Wyndham Hill-Smith

Personal information
- Born: 16 February 1909 Angaston, South Australia
- Died: 25 October 1990 (aged 81) Angaston, South Australia
- Batting: Left-handed
- Role: Batsman
- Relations: Clem Hill (uncle); Stanley Hill (uncle); Les Hill (uncle); Arthur Hill (uncle); Henry Hill (uncle); Percival Hill (uncle);

Domestic team information
- 1931/32–1933/34: Western Australia
- FC debut: 19 March 1932 Western Australia v South Africans
- Last FC: 26 March 1934 Western Australia v Australian XI

Career statistics
| Competition | First-class |
| Matches | 9 |
| Runs scored | 393 |
| Batting average | 28.07 |
| 100s/50s | 0/4 |
| Top score | 68 |
| Catches/stumpings | 3/– |
- Source: CricketArchive, 15 December 2008

= Wyndham Hill-Smith =

Australian cricketer and winemaker

Wyndham Hill-Smith (16 February 1909 – 25 October 1990) was an Australian cricketer and wine-maker.

==Cricketer==
The nephew of Australia Test captain Clem Hill, Hill-Smith was a left-handed batsman. He attended St Peter's College, Adelaide, playing in the college cricket team that toured Ceylon in January 1928.

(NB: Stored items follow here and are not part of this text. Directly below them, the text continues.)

PR #6931, opened 2024-10-23
RF: Interpret --builder, --coder, etc. arguments *before* restoring previous files / windows from prefs

### LINKED ISSUE #6914: [Bug]: v2024.2.* not respecting arguments like --coder or --builder
### PsychoPy Version

`>=2024.2.0`

Linux-based systems

### Bug Description

I tested on PopOs.  2024.2.* versions just open all 3 windows. 

### Expected Behaviour

Open only the specified window.

### Steps to Reproduce

1. Install version >=2024.2.0
2. use with --coder
3. Opens all 3 windows
...

### Additional context

_No response_

TEParsons:
Fixes #6914, as now we only reopen files/frames from the last time the app was opened if not actively told to open a specific frame.

This slipped through because we have arg parsing happening manually in multiple locations, so I moved it all to `psychopy.app.psychopyApp:main` and used Python's `argparse` handler as it's more robust than us manually iterating through `sys.argv`.

### DIFF
--- a/psychopy/app/__init__.py
+++ b/psychopy/app/__init__.py
@@ -61,7 +61,8 @@ def startApp(
         safeMode=False, 
         startView=None,
         startFiles=None,
-        firstRun=False
+        firstRun=False,
+        profiling=False,
     ):
     """Start the PsychoPy GUI.
 
@@ -130,7 +131,8 @@ def startApp(
         safeMode=safeMode, 
         startView=startView,
         startFiles=startFiles,
-        firstRun=firstRun
+        firstRun=firstRun,
+        profiling=profiling,
     )
 
     # After the app is loaded, we hand off logging to the stream dispatcher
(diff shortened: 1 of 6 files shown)


mdcutone:
We'll need to double-check if there are any environment variables that need to be set prior to running using the `-x` param. Stuff like pointing to user packages for plugins

TEParsons:
I guess if they're running a .py file it'll either:
- have been generated from Builder, so will have `plugins.activatePlugins` at the beginning and have reference to the relevant folders via `prefs`
- have been written by hand, in which case `plugins.activatePlugins` is probably something best left to their discretion (as they may actively want to run it without plugins if they're not needed and don't want any delay while they load)

I was thinking actually, if given a `.psyexp` file with `-x`, we could compile and run then-and-there, which could be useful

PR #6937, opened 2024-10-23
NF: Set caret position in `Textbox2` with cursor

mdcutone:
This PR adds support for mouse interaction with `Textbox2`. If the `Textbox2` stimulus is `editable==True` and `clickable==True` (new param), the user will be able to set the focus and caret position of the textbox with the mouse.

### DIFF
--- a/psychopy/visual/basevisual.py
+++ b/psychopy/visual/basevisual.py
@@ -1661,6 +1661,69 @@ class WindowMixin:
         self._updateListShaders()
 
 
+class PointerMixin:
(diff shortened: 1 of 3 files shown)


peircej:
Very cool @mdcutone - this will be very useful
I feel like we can probably vectorise that for...loop into a numpy array operation. That isn't easy for non-square objects but, for a square, because the `contains()` decision is a simple min<x<max decision, I think we can find the row where the verts fit the equation in a find. For a large textbox (e.g. 1000) it will surely be a lot faster

PR #6938, opened 2024-10-23
BF: Fixed ioHub process staying alive after crash

mdcutone:
This PR catches errors that come from the iohub server process and prints them instead of simply crashing. This is a WIP so the dev team can discuss this change before merging.


mdcutone:
Added an `atexit` handler which shuts down any active connection when the program exits. This should also handle cases where the app exits abnormally

TEParsons (approved):

PR #6944, opened 2024-10-25
PKG: Automatically label PR's according to their title

TEParsons:
Currently `release.yml` categorises everything as "Other changes" unless we've manually gone and labelled it. This action checks for the tags from [our commit spec](https://psychopy.org/developers/repository.html#psychopy-commit-messages) and assigns the appropriate label when the PR is opened.

### DIFF
--- a/.github/release.yaml
+++ b/.github/release.yaml
@@ -22,3 +22,6 @@ changelog:
       labels:
         - "📓 docs & demos" 
         - "🔨 tests"
+    - title: "Other Changes"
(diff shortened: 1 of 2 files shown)


TEParsons:
I can't work out why it's still complaining about permissions - from what I'm finding online it sounds like `pull-requests: write` should be the only permission it needs. @peircej is there a setting on the PsychoPy repo about actions accessing/editing pull requests?

PR #6945, opened 2024-10-28
BF: Sending experiment to Runner was sometimes (wrongly) toggling pilot/run mode

TEParsons:
Solution is to split up the code to update the buttons from the code to trigger the event, set modified, etc. so that selecting a new experiment on add can *just* update the buttons, not alter the experiment file or raise an event.

@mh105 could you pull down and try this out to confirm it fixes the bug you described?


mh105:
Works beautifully. Thanks @TEParsons !

PR #6947, opened 2024-10-28
ENH: Added case-sensitive search and search-as-you-type in Builder search

jderrfuss:
- Search as you type.

- Case-sensitive is no longer the default, but is still possible by ticking a checkbox.

- The name of the routine where a component is located is now also displayed in the search results.


TEParsons:
All looks good! Only worry I had was that on-typing search would feel laggy, particularly for big experiments, but actually testing this out on my mid-range laptop it's absolutely fine. I guess it's ultimately just doing basic string matching in an array so seems to return in a matter of milliseconds. So yep happy to pull in once tests pass, thanks for contributing!

PR #6948, opened 2024-10-29
FF: skip ioHub event callback without PsychoPy window

mh105:
There is a very niche bug within ioHub at the end of an experiment on Windows. When the PsychoPy window has closed but the rest of close-down steps are still going, if we move the mouse at this moment, it triggers a Traceback error due to trying to access `.key()` on the closed psychopy window, which is now `None`.

p.s. It's still a bug on Linux but the Linux implementation is wrapped by a `try` statement so does not lead to a crush of the ioHub server subprocess.

This FF allows the `_nativeEventCallback` method to `return True` and ignore the event callback if no PsychoPy window is currently open. This fix allows both the ioHub server subprocess and PsychoPy main process to close out gracefully.

### DIFF
--- a/psychopy/iohub/devices/mouse/linux2.py
+++ b/psychopy/iohub/devices/mouse/linux2.py
@@ -90,6 +90,10 @@ class Mouse(MouseDevice):
                 logged_time = currentSec()
                 event_array = event[0]
 
+                if self._iohub_server._psychopy_windows is None:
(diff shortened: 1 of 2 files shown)


mh105:
Actually I realized that the problem is not that the window got closed but the fact that the ioHub server itself got closed.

He played eight first-class matches for Western Australia and one for a representative Australian XI. He made his first-class debut against the touring South Africans at the WACA Ground in 1932. Opening the batting, he made 56 runs before being dismissed by Xen Balaskas.

==Wine-maker==
Following the death of his brother Sidney in the Kyeema aircraft crash in 1938, Hill-Smith returned to South Australia to take on the management of the family winery, Yalumba at Angaston. He led the company from 1938 to 1986. In 1980, Hill-Smith was appointed an Officer of the Order of the British Empire (OBE) for services to the wine industry and horse racing.

A grandstand at Cheltenham Park Racecourse in Adelaide was named the Wyndham Hill Smith Grandstand. His Wisden obituary concluded with the comment, "In later life he became famous for the liberal hospitality which he extended to touring teams at his Yalumba vineyard in South Australia."